Three new FiDiPro Professors to Aalto
Tekes has decided to fund 12 new FiDiPro research projects. FiDiPro - Finland Distinguished Professor Programme provides competitive grants to projects recruiting highly merited scientists, who are able to commit to long-term cooperation with a Finnish university or research institute. Three of the research projects starts at Aalto.

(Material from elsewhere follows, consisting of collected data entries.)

PR #5457, opened 2019-01-14
cmd/syncthing, gui: Settings dialog upgrades/reporting for candidates (fixes #4216)

### LINKED ISSUE #4216: "Automatic upgrades" web GUI option in pre-release versions is misleading
Usually I stick to the release channel and upgrade manually. I wanted to take advantage of a recent bug fix in a pre-release version.

I set the Options to permit release candidates and after upgrading I wanted to set automatic upgrades back to "disabled". The web UI lets me do this, asked for a Syncthing restart, then the automatic upgrades are forced back on, as per pre-release behaviour. I assumed something had caused the config save to fail and tried to diagnose the "problem" :-)

It would be helpful if the Options->Automatic upgrades option showed "Stable and release candidates" and locked the menu to make it clear that the option cannot be changed, perhaps with a tooltip or a brief explanation below.

calmh:
### Purpose

This adds booleans to the /system/version response to advice the GUI whether the running version is a candidate release or not. (We could parse it from the version string, but why duplicate the logic.)

Additionally the settings dialog locks down the upgrade and usage reporting options on candidate releases. This matches the current behavior, it just makes it obvious what actually *can* be chosen.

The usage reporting settings locks down 1) when on a candidate version 2) when on a non-candidate version and selecting candidate upgrades. The latter isn't strictly necessary but it's what was already happening, and it also illustrates that the choice will be taken from you if you do upgrade to a candidate so I think this is fine.

### Testing

Manual

### Screenshots

On candidate:

screen shot 2019-01-14 at 18 09 05

screen shot 2019-01-14 at 18 09 36

On release:

screen shot 2019-01-14 at 18 10 24

### DIFF
--- a/gui/default/syncthing/settings/settingsModalView.html
+++ b/gui/default/syncthing/settings/settingsModalView.html
@@ -70,7 +70,7 @@
             <div class="col-md-6">
               <div class="form-group">
                 <label translate for="urVersion">Anonymous Usage Reporting</label> (<a href="" translate data-toggle="modal" data-target="#urPreview">Preview</a>)
-                <div ng-if="tmpOptions.upgrades != 'candidate'">
+                <div ng-if="tmpOptions.upgrades != 'candidate' && !version.isCandidate">
                   <select class="form-control" id="urVersion" ng-model="tmpOptions._urAcceptedStr">
                     <option ng-repeat="n in urVersions()" value="{{n}}">{{'Version' | translate}} {{n}}</option>
                     <!-- 1 does not exist, as we did not support incremental formats back then. -->
@@ -78,7 +78,7 @@
                     <option value="-1" translate>Disabled</option>
                   </select>
                 </div>
-                <p class="help-block" ng-if="tmpOptions.upgrades == 'candidate'">
+                <p class="help-block" ng-if="tmpOptions.upgrades == 'candidate' || version.isCandidate"">
                   <span translate>Usage reporting is always enabled for candidate releases.</span>
                 </p>
               </div>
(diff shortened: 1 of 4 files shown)


gui/default/syncthing/settings/settingsModalView.html
```diff
@@ -70,15 +70,15 @@
             <div class="col-md-6">
               <div class="form-group">
                 <label translate for="urVersion">Anonymous Usage Reporting</label> (<a href="" translate data-toggle="modal" data-target="#urPreview">Preview</a>)
-                <div ng-if="tmpOptions.upgrades != 'candidate'">
+                <div ng-if="tmpOptions.upgrades != 'candidate' && !version.isCandidate">
```
AudriusButkevicius: Whats the point of the upgrades check in this case?

gui/default/syncthing/settings/settingsModalView.html
```diff
@@ -70,15 +70,15 @@
...
                   <select class="form-control" id="urVersion" ng-model="tmpOptions._urAcceptedStr">
                     <option ng-repeat="n in urVersions()" value="{{n}}">{{'Version' | translate}} {{n}}</option>
                     <!-- 1 does not exist, as we did not support incremental formats back then. -->
                     <option value="0" translate>Undecided (will prompt)</option>
                     <option value="-1" translate>Disabled</option>
                   </select>
                 </div>
-                <p class="help-block" ng-if="tmpOptions.upgrades == 'candidate'">
+                <p class="help-block" ng-if="tmpOptions.upgrades == 'candidate' || version.isCandidate"">
```
AudriusButkevicius: Ditto

gui/default/syncthing/settings/settingsModalView.html
calmh: This shows the "usage reporting always on" variant (no choice, and corresponding help text) when upgrades to candidates is selected. That's not a change.

gui/default/syncthing/settings/settingsModalView.html
calmh: Ditto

FiDiPro Professors and projects starting 1 January, 2015 at Aalto University:
Gang Xiong (FiDiPro Professor): Social Manufacturing
Host organization: Professor Ilkka Kauranen, Aalto University, School of Sciences
The emergent phenomenon of social manufacturing is disrupting industries all over the world. People are increasingly engaging in socio-economic systems built around sharing of human and physical resources, leading to new end-user experiences and new value-creation logics for companies. It includes the shared creation, production, distribution, trade and consumption of goods and services by different people and organizations.
Examples of already disrupted industries include transportation and hospitality: the fastest growing taxi company in the world, Uber, does not own any of its cars, and AirBnB quickly grew into the largest hotel chain without ever owning a single room.
The social manufacturing project seeks to unravel the forthcoming paradigm shift within the manufacturing and energy industries, integral parts of the Finnish economy, and thereby to identify new sources of competitiveness ex-ante, so that the Finnish companies would be prepared, or even drive the global disruption.
Social manufacturing project facilitates industrial renewal and the creation of new global leaders with the specific aim of raising Finnish clothing and energy companies among the fastest growing companies in their respective industries.
Hiroshi Mamitsuka (FiDiPro Professor): Machine Learning for Augmented Science and Knowledge Work
Host organization: Professor Samuel Kaski, Aalto University, Helsinki Institute for Information Technology HIIT
As most fields of science, engineering and society are becoming data-dependent and even data-driven, it is becoming clear that a core common success factor across the fields is the ability to harness the ever more complex big data to form hypotheses and make inferences for actions – this is the motivation of machine learning research.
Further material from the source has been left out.